__What you need to do__
Pick out all lines with the word "metadata" from the records that follow.

__Given records__
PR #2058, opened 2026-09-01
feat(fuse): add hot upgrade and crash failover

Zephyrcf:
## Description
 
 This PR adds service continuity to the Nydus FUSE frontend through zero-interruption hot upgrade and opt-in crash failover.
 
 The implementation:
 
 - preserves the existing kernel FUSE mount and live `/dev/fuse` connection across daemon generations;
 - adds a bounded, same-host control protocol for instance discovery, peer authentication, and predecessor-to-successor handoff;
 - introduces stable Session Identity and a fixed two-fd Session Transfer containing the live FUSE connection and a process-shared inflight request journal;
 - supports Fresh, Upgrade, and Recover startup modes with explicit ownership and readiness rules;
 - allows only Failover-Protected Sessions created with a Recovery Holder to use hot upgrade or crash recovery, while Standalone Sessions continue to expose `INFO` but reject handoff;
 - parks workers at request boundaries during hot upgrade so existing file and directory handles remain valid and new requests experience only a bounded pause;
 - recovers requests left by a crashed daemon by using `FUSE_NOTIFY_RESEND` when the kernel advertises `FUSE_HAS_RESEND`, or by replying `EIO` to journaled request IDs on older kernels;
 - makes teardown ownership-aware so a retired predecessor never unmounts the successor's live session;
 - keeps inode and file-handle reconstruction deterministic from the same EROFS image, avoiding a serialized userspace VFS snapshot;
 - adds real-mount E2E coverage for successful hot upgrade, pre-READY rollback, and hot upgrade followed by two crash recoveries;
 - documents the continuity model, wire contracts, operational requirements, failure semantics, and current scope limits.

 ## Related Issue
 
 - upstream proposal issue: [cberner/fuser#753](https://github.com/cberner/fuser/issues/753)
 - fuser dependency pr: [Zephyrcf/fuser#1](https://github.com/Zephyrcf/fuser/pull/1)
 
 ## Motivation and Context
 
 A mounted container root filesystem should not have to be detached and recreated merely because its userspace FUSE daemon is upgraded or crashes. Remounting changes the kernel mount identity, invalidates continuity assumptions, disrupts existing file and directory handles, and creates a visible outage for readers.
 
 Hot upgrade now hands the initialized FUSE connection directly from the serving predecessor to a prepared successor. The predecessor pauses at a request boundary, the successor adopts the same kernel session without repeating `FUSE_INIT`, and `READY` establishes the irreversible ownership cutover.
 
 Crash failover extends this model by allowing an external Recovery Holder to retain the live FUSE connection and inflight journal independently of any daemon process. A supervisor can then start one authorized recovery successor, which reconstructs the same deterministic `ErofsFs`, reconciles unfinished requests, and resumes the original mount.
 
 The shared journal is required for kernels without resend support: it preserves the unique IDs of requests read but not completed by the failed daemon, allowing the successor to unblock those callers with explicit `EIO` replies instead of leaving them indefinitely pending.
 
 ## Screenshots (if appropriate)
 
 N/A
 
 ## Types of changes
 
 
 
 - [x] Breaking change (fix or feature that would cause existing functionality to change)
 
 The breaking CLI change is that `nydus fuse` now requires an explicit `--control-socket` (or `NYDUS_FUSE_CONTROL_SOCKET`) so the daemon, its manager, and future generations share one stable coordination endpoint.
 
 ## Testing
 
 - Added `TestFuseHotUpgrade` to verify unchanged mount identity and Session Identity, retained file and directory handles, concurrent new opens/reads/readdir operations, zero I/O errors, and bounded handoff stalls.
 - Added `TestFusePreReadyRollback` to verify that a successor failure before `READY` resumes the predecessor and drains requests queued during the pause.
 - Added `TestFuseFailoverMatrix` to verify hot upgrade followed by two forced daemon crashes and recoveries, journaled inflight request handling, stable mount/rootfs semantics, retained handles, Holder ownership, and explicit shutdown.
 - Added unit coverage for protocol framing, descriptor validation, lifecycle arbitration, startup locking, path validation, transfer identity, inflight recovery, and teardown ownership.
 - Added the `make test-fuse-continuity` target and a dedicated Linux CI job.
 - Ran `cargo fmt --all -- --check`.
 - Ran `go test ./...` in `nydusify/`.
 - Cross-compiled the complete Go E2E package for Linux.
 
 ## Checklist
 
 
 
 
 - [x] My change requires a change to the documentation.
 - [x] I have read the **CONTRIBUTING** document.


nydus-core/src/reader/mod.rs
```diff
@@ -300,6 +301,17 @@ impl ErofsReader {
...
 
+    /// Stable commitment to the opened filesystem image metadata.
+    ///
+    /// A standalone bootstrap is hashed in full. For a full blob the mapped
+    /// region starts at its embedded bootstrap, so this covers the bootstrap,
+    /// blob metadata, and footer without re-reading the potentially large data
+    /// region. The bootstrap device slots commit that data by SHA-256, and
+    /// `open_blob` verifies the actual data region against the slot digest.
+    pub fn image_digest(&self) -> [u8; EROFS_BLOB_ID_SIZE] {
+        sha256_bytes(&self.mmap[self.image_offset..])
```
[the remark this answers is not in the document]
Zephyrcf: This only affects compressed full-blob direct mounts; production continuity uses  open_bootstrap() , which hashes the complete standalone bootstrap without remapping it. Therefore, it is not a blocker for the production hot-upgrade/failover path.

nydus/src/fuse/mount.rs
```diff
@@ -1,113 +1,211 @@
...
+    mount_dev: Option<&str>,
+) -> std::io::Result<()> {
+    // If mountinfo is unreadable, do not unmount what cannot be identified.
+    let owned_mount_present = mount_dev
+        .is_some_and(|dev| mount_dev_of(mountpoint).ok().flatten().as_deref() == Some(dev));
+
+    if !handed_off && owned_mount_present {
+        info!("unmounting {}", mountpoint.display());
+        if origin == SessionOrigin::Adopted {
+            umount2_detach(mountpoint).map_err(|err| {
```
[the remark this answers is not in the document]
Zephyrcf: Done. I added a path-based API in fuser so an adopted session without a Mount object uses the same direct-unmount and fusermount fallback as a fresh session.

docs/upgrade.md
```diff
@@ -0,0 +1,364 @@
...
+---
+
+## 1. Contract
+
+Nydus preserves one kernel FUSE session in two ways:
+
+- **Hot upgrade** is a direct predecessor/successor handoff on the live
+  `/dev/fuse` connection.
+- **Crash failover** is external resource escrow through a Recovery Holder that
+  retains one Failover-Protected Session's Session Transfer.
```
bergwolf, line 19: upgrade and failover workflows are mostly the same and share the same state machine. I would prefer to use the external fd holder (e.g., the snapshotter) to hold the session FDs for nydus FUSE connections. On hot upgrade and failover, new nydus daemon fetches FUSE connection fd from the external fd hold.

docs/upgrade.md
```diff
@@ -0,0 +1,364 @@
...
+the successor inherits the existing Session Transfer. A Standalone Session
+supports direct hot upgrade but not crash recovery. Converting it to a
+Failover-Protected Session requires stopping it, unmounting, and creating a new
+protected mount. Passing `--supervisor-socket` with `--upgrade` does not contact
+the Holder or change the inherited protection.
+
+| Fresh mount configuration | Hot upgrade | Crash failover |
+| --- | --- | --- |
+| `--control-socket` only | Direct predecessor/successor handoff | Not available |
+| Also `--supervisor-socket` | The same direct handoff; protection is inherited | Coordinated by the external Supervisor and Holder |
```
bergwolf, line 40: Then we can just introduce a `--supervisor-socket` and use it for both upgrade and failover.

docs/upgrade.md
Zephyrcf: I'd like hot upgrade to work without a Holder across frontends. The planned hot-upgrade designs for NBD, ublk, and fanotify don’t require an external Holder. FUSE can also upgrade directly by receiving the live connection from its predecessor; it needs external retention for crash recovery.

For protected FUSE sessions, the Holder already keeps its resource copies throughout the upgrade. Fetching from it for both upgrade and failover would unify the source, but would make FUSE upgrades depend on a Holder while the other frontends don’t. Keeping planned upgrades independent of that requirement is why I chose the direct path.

__Response to this exercise__
+    /// Stable commitment to the opened filesystem image metadata.
+    /// blob metadata, and footer without re-reading the potentially large data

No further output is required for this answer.